- **AIM OF THE TASK**: Your response should contain each line of the data that includes "separate".
== == ==
PR #19, opened 2016-06-18
Include headers

gperciva:


gperciva:
Not certain what you want the test directory to be called.  I initially thought that asprintf needed a similar fix, but once I'd added the infrastructure to test it on its own, I discovered that it was fine.

gperciva:
Nope, cancel my "not certain".  I've got more fixes for files which fail when compiled on their own coming up.  :)

gperciva:
I'm moving the "test compiling headers individually" to a separate PR, since I encountered some difficulty (simply including `warnp.h` wasn't enough to catch the "missing NULL"; it only occurs when the `WARNP_INIT` macro was used).

gperciva:
For the record, there's a few more header stuff to investigate, but they'll require more attention from me and you, so I figured it would be good to get these out of the way first.

gperciva:
So far I've been using 1 commit per file, in the theory that this could avoid problems pulling a commit into a different repository.  If you think that's not a concern, I could group them more.  (for example, putting all of the "include `<errno.h>`" changes into 1 commit)

crypto/crypto_aesctr.h
```diff
@@ -6,6 +6,7 @@
 
 /* Opaque type. */
```
cperciva: type -> types

cperciva:
Note to self: Looks good aside from needing the grammar fix in crypto_aesctr.h

gperciva:
Updated PR.

I could have grouped the files together a bit -- all projects use (warp.h, getopt.c); if (monoclock.c, network_read.c, sock.c) are used in a project then all three are used, likewise (crypto_aesctr.h, entropy.c) are found as a pair or not at all.  But the actual types of header changes in those groups didn't really seem to go together all that well, so I've held off on merging those commits.

That said, I don't think that merging with other projects will be a problem if there's lots of separate commits.  I'd export all of the commits with

    git format-patch 65635c8a60e472ad11f0e1e3b23ace46ddcba9f0

, do a `sed` on the files to adjust the directory name, then do

    git am location/of/patches/*.patch

and simply ignore any patch that failed to apply.  (and I'm also writing a script to check that libcperciva is sync'd between our projects, so any mistakes in the above process would be easily detected)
== == ==
- **SOLVED PROBLEM**:
I'm moving the "test compiling headers individually" to a separate PR, since I encountered some difficulty (simply including `warnp.h` wasn't enough to catch the "missing NULL"; it only occurs when the `WARNP_INIT` macro was used).
That said, I don't think that merging with other projects will be a problem if there's lots of separate commits.  I'd export all of the commits with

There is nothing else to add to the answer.